## [TASK STATEMENT]
Check each line below for the word "docs". How many have it? Answer with the number only.

(Collected data)
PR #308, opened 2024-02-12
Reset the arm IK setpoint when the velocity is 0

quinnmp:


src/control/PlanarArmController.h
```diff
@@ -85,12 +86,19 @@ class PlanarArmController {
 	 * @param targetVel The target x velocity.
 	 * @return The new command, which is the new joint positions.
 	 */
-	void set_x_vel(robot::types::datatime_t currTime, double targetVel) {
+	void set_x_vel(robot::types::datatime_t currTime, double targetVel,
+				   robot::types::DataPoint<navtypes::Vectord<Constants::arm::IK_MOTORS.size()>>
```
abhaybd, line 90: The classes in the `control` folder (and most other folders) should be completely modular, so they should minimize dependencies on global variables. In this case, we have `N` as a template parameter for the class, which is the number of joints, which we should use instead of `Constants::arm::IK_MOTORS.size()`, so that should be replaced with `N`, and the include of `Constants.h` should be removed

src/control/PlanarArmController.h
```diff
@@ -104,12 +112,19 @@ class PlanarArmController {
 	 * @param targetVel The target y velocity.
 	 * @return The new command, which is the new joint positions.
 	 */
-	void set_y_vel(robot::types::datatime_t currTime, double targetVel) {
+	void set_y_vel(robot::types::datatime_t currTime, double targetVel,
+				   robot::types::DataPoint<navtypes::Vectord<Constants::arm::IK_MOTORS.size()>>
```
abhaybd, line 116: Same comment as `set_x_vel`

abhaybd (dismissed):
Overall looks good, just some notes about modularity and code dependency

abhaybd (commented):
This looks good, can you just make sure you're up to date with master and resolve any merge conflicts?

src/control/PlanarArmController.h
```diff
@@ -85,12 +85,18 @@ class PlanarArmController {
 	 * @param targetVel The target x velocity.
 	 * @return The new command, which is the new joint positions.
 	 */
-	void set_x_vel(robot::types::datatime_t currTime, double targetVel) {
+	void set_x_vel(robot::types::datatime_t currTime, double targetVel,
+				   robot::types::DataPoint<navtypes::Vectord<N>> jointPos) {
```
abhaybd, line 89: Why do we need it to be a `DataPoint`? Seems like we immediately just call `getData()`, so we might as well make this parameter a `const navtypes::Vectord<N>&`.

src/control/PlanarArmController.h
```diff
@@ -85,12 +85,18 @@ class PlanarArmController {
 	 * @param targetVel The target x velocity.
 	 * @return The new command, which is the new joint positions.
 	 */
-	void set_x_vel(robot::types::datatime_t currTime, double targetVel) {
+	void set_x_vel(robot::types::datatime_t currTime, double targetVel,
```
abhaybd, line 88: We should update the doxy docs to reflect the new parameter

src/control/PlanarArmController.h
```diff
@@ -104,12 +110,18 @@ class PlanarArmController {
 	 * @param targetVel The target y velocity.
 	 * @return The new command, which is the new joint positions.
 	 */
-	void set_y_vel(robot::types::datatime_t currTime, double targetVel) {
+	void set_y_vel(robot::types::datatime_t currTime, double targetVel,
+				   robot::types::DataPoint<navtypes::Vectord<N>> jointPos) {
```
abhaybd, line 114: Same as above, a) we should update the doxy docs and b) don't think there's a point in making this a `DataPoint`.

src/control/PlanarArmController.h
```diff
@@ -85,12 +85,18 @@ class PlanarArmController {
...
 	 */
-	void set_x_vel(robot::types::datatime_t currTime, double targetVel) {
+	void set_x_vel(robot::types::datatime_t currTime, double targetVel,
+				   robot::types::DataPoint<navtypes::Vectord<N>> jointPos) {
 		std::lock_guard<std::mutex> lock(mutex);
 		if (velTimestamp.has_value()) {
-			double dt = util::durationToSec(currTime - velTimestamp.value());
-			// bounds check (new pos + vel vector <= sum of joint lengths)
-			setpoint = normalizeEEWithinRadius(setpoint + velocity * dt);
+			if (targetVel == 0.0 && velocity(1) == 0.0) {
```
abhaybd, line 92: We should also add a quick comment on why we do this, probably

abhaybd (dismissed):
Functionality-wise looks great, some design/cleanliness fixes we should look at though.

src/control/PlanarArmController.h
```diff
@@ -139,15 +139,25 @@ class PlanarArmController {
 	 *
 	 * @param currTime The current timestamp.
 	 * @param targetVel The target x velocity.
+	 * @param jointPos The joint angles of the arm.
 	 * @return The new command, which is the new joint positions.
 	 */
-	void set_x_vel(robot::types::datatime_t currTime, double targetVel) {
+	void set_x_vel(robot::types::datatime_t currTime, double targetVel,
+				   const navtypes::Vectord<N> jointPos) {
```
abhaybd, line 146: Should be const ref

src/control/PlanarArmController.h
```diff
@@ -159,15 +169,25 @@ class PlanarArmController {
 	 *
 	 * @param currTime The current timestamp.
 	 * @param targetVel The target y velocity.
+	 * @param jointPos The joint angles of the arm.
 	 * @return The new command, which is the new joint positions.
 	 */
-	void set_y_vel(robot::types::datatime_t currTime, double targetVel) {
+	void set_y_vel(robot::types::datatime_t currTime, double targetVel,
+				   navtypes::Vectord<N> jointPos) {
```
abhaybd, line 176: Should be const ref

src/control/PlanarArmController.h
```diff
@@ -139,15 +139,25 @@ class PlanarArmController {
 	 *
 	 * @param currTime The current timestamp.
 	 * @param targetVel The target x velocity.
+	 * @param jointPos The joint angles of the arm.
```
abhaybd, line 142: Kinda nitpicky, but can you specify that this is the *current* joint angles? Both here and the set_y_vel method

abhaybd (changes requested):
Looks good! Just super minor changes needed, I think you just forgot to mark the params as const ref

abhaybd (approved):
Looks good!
==
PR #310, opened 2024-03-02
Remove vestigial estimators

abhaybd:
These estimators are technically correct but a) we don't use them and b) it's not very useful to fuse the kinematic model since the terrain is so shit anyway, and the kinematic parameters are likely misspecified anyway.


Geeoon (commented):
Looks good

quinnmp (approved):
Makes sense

## [WORKED SOLUTION]
2